Orange County, which receives around $6 million in CDBGs and $1 million for a home-ownership investment program, isn't worried.
"It's been really consistent for the entitlement program," says county planner Mitch Glasser. "Those programs aren't being cut -- just public housing. These programs have congressional support because the money is going into `representatives'` districts. The other money is going to agencies."
Though gutting public housing is politically easy -- after all, the poor minorities who live in these projects aren't likely to vote -- the programs really should be expanding. Orlando's public-housing agency, like most, has a waiting list in the hundreds.
"There's a tremendous unmet need," Halbert says. With Section 8 rental vouchers for public housing, OHA provides almost 4,000 dwelling units to the underprivileged, though the Orlando agency is dwarfed by those in Tampa, Miami-Dade and Jacksonville.
"Central Florida," he points out, "is a service-based economy. We don't have a high median income."
The capital-improvement program isn't the only one getting the ax. HUD's Drug Elimination Program, which provides funds for drug-prevention programs and to hire off-duty police officers, will be completely wiped out by 2003. Because the officers are hired on an as-needed basis, Bryant couldn't say how much DEP money OHA spends annually. Though housing-authority officials say it's a huge help in cleaning up troubled neighborhoods, Martinez contends that it duplicates existing programs.
During a Senate hearing on the budget, Verger says, Martinez didn't seem to understand that capital funds are not used every year. Since construction projects don't happen overnight, Congress usually allocates capital improvement monies in three- or four-year blocks. As for Martinez's assertion that the cuts are due to unspent funds, Halbert says, that happens only in a few of the country's poorly run agencies -- and it's unfair to punish the rest for their misdeeds.
But most people don't blame Martinez for the plan's flaws. "We think his heart is in the right place," Halbert says. "We think this budget has been handed to him `by the Bush administration`."
"Frankly," adds THA's Ryans, "I like him. We have to give him the opportunity to do his job. I suspect that budget was already there."
Perhaps he is carrying the administration's water. But if the goals are misguided, shouldn't Martinez -- who achieved popularity in Central Florida by bucking his core conservative backers when the situation called for it -- tell it like it is?
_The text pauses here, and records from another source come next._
PR #1785, opened 2024-07-12
Polars: rewrite binary paths in Polars plugins

### LINKED ISSUE #1697: Polars: replace binary paths in FFI plugins
When a Polars plugin is constructed, it includes a path to the binary file that contains the plugin logic. If the plan is constructed on one computer and then passed to another computer, the path to the binary file may no longer be valid. 

When a lazyframe is passed through a transformation or measurement function, it should emit a lazyframe where the binary paths within are correct for the current machine.

Shoeboxam:
Closes #1697


Shoeboxam:
> [!WARNING]
> <b>This pull request is not mergeable via GitHub because a downstack PR is open. Once all requirements are satisfied, merge this PR as a stack <a href="https://app.graphite.dev/github/pr/opendp/opendp/1785?utm_source=stack-comment-downstack-mergeability-warning" >on Graphite</a>.</b>

* **#1785** <a href="https://app.graphite.dev/github/pr/opendp/opendp/1785?utm_source=stack-comment-icon" target="_blank">Graphite</a> 👈
* **#1767** <a href="https://app.graphite.dev/github/pr/opendp/opendp/1767?utm_source=stack-comment-icon" target="_blank">Graphite</a>
* **#1716** <a href="https://app.graphite.dev/github/pr/opendp/opendp/1716?utm_source=stack-comment-icon" target="_blank">Graphite</a>: 1 other dependent PR ([#1768](https://github.com/opendp/opendp/pull/1768) <a href="https://app.graphite.dev/github/pr/opendp/opendp/1768?utm_source=stack-comment-icon" target="_blank">Graphite</a>)
* **#1760** <a href="https://app.graphite.dev/github/pr/opendp/opendp/1760?utm_source=stack-comment-icon" target="_blank">Graphite</a>
* **#1703** <a href="https://app.graphite.dev/github/pr/opendp/opendp/1703?utm_source=stack-comment-icon" target="_blank">Graphite</a>: 2 other dependent PRs ([#1715](https://github.com/opendp/opendp/pull/1715) <a href="https://app.graphite.dev/github/pr/opendp/opendp/1715?utm_source=stack-comment-icon" target="_blank">Graphite</a>, [#1732](https://github.com/opendp/opendp/pull/1732) <a href="https://app.graphite.dev/github/pr/opendp/opendp/1732?utm_source=stack-comment-icon" target="_blank">Graphite</a>)
* `main`

<h2></h2>

python/src/opendp/polars.py
```diff
@@ -24,6 +24,10 @@
 )
 from opendp.domains import series_domain, lazyframe_domain, option_domain, atom_domain
 from opendp.measurements import make_private_lazyframe
+from opendp._data import set_opendp_lib_path
+
+if lib_path is not None:
+    set_opendp_lib_path(str(lib_path))
```
mccalluc, line 30:
```suggestion
if lib_path is not None: # Should only be None when OPENDP_HEADLESS is set.
    set_opendp_lib_path(str(lib_path))
```
Is my understanding correct?

rust/src/data/ffi/polars.rs
```diff
@@ -1,12 +1,38 @@
...
+/// # Arguments
+/// * `opendp_lib_path` - Absolute path to the OpenDP Library binary.
+#[no_mangle]
+pub extern "C" fn opendp_data__set_opendp_lib_path(
+    opendp_lib_path: *mut c_char,
+) -> FfiResult<*mut ()> {
+    let opendp_lib_path = Arc::from(try_!(to_str(opendp_lib_path)).to_string());
+    try_!(OPENDP_LIB_PATH
+        .try_lock()
+        .map_err(|_| err!(FFI, "failed to set OPENDP_LIB_PATH due to lock poisoning")))
```
mccalluc, line 31: Would it be worth interpolating the path here? It might not be. Whatever makes the most sense.

mccalluc (commented):
I assume this path is the one that shows up in the serializations? Just to test that this wiring does what we think it does, add a simple test that 
- calls `set_opendp_lib_path` and sets the path to `foo/bar`
- calls `str` on an `Expr` and makes sure it has `foo/bar`
- calls `set_opendp_lib_path` to restore the original.

mccalluc (commented):
I checked out this branch, and the only occurrence of `OPENDP_LIB_PATH` is on these lines, which seems odd. Any chance `OPENDP_LIB_DIR` is what you meant? And if this is a mistake, could there be a test that would catch it?

Shoeboxam:
@mccalluc Yes, `OPENDP_LIB_PATH` is what I meant. Perhaps we could create a documentation page that covers all of the library's features and environment variables.

mccalluc (dismissed):
If FSO is waiting on this I shouldn't block, but maybe these reservations should go in a follow-up issue?

Documentation. I don't know that there needs to be one reference for all envvars, but when a new feature is introduced I'd like to have some public documentation of it. A doctest based on this example might be good.

I put a breakpoint in this test, and I'm a little surprised about how it works. I was expecting all the serializations to change, but maybe this is only for measurements?

```
(Pdb) str(m_expr((pl.LazyFrame(dict()), pl.all())))
'len().testing!:noise_plugin()'
(Pdb) pl.len().dp.noise(scale=1.)
<Expr ['len()./Users/chuckmccallum/git…'] at 0x15B62B1D0>
(Pdb) str(pl.len().dp.noise(scale=1.))
'len()./Users/chuckmccallum/github/opendp/opendp/rust/target/debug/libopendp.dylib:noise([null, dyn float: 1.0])'
```

Shoeboxam:
I wasn't thinking it would be used for the client-side, as well, but I guess someone could set it to obscure local paths from the server?

I renamed the var to make it clearer that this is just about Polars, and opened a new PR with documentation.

mccalluc (approved):
Thanks!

Advocates say the focus on home ownership, though worthwhile, shouldn't detract from the needs of the public-housing programs. "While it's nice to focus on homeownership," Glasser says, "there still is this segment of the population that can not only not afford a home, but can't afford to rent, either."
Then again, Ryans has learned to cope. "When it comes down to money," he says, "we always come up short. I've gotten use to this kind of thing."
And, Halbert adds, HUD is giving more autonomy to "high-performing" housing agencies like his, allowing them to do their job without the red tape.
With Martinez at the helm, Ryans concludes, HUD may get better: "I think that secretary is willing to listen to what we have to say. I think he's going to be one of the best secretaries ever."